As with most of NetherRealm’s recent titles, Mortal Kombat 11 features both a number of single player modes as well as both online and local multiplayer options. The story mode and challenge towers will keep you endlessly entertained if you prefer your MK experience to be offline but those brave enough to take on foes online will be able to use their customised characters and participate in ranked or casual matches and you can even venture into the AI matches that allow you to watch your customised characters duke it out against another player’s fighters. And best of all the online net code is top notch. During my online matches I didn’t face any input or connection lag and matches played out just as smoothly as those in the story and local multiplayer modes.
The gameplay loop that will have you continuing to come back to play more rounds in Mortal Kombat 11 is it’s loot system. Similar to the one implemented in NeatherRealm’s Injustice 2, each character in Mortal Kombat 11 has an insane number of customisation options for you to tweak so that you can create your perfect fighter.
Each character in the roster has over 50 different skins, close to 100 pieces of customisable gear ranging from headpieces, masks, armour, gauntlets, weapons, hairstyles and a plethora of other aspects of the character. And there are even additional special moves and taunts that can be unlocked so that you can truly tweak your favourite character to your liking both combat and appearance wise before putting them to the test online.
You’ll unlock various pieces of gear for each of the characters just by playing through the Story Mode, but the vast majority of custom gear will be found in The Krypt. The Krypt is a supplementary mode where you traverse the locations of Shang Tsung’s island unlocking chests to collect new gear and currencies. The chests are unlocked by spending one of the game’s in-game currencies that can be earned by completing story missions, playing matches, completing the ever changing challenge towers and of course topping them up with real world cash.

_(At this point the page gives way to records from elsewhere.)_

PR #6740, opened 2025-10-09
feat(chat): add custom toggle button support

FabienMotte:
**Summary**

This PR:
- adds a prop `toggleButtonComponent` that allow passing a custom toggle button component to the chat UI component.
- forwards that prop for the React InstantSearch chat widget.
- adds two templates (`toggleButton.layout` and `toggleButton.icon`) for the InstantSearch.js chat widget.

One issue I currently see is that when using a custom toggle button component, you would need to pass `pointer-events: all;` on your custom button because we use `pointer-events: none;` on the `.ais-Chat` wrapper.
Should we pass this style in the Chat UI component if we detect a custom `ToggleButtonComponent` is used?

```ts
const CustomToggleButtonComponent = (props) => {
  return (
    <button style={{ pointerEvents: 'all' }} {...props}>
      Toggle Chat
    </button>
  );
};

<Chat
  /* ... */
  toggleButtonComponent={CustomToggleButtonComponent}
/>
```

### DIFF
--- a/packages/instantsearch-ui-components/src/components/chat/__tests__/Chat.test.tsx
+++ b/packages/instantsearch-ui-components/src/components/chat/__tests__/Chat.test.tsx
@@ -222,26 +222,30 @@ describe('Chat', () => {
               </div>
             </form>
           </div>
-          <button
-            class="ais-Button ais-Button--primary ais-Button--md ais-Button--icon-only ais-ChatToggleButton ais-ChatToggleButton--open"
-            type="button"
+          <div
+            class="ais-Chat-toggleButtonWrapper"
           >
-            <svg
-              fill="none"
-              height="28"
-              stroke="currentColor"
-              strokeLinecap="round"
-              strokeLinejoin="round"
-              strokeWidth="2"
-              viewBox="0 0 24 24"
-              width="28"
-              xmlns="http://www.w3.org/2000/svg"
+            <button
+              class="ais-Button ais-Button--primary ais-Button--md ais-Button--icon-only ais-ChatToggleButton ais-ChatToggleButton--open"
+              type="button"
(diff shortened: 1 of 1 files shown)


packages/react-instantsearch/src/widgets/Chat.tsx
```diff
@@ -83,6 +83,7 @@ export type ChatProps<TObject, TUiMessage extends UIMessage = UIMessage> = Omit<
     headerProps?: UserHeaderProps;
     messagesProps?: UserMessagesProps;
     promptProps?: UserPromptProps;
+    toggleButtonComponent?: ChatUiProps['toggleButtonComponent'];
```
shaejaz, line 101:
```suggestion
    toggleButtonLayoutComponent?: ChatUiProps['toggleButtonComponent'];
```

Haroenv: I think it can be just component as the icon isn't changeable in react? although I think there should be an option to change just the inside and separately everything

FabienMotte: The icon can be customised using the `toggleButtonProps.toggleIconComponent` prop.
Should we add a `toggleButtonIconComponent` prop to the widget?

Haroenv: yes sounds good

FabienMotte: Should I also rename `headerLayoutComponent` to `headerComponent` and `promptLayoutComponent` to `promptComponent` to align with the naming of `toggleButtonComponent`/`toggleButtonIconComponent`?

While it was really cool to travel the island in third person getting new gear, spotting Easter Eggs from the Mortal Kombat series around every corner and dealing with traps as I progressed I quickly started to experience the grind that is necessary to continue to unlock gear for my favourite fighters. Much like purchasable micro-transaction loot boxes that are featured in many AAA games you also have no idea what may be inside the chests in the Krypt. If you only play or care for a small number of the characters in the roster there is no way to only unlock gear for them. On a rare occasion, opening a chest may grant you just what you’re after but you’re also just as likely to unlock a new hairstyle or headband for a character you don’t care for. Being able to customise my characters to my liking will have me continuing to play Mortal Kombat 11 for a long while, and while it does currently seem like a real grind to get new gear, NetherRealm are in the process of making changes to the loot system already to make it more accessible for players.
As someone who has played every entry in the Mortal Kombat series since Mortal Kombat 2 I have no problems admitting this is the best entry in the series yet. It’s story mode is entertaining and pushes the lore of the whole Mortal Kombat universe forward. But outside of that, there’s plenty that will keep you coming back to the game whether you choose to play it’s numerous single player modes to continue to collect new gear or if you want to try your hand or play competitively online. Mortal Kombat 11 offers a solid fighting game that is not only welcoming to all levels of players but looks and plays great too.
A PS4 review code was provided by the publisher for the purpose of this review.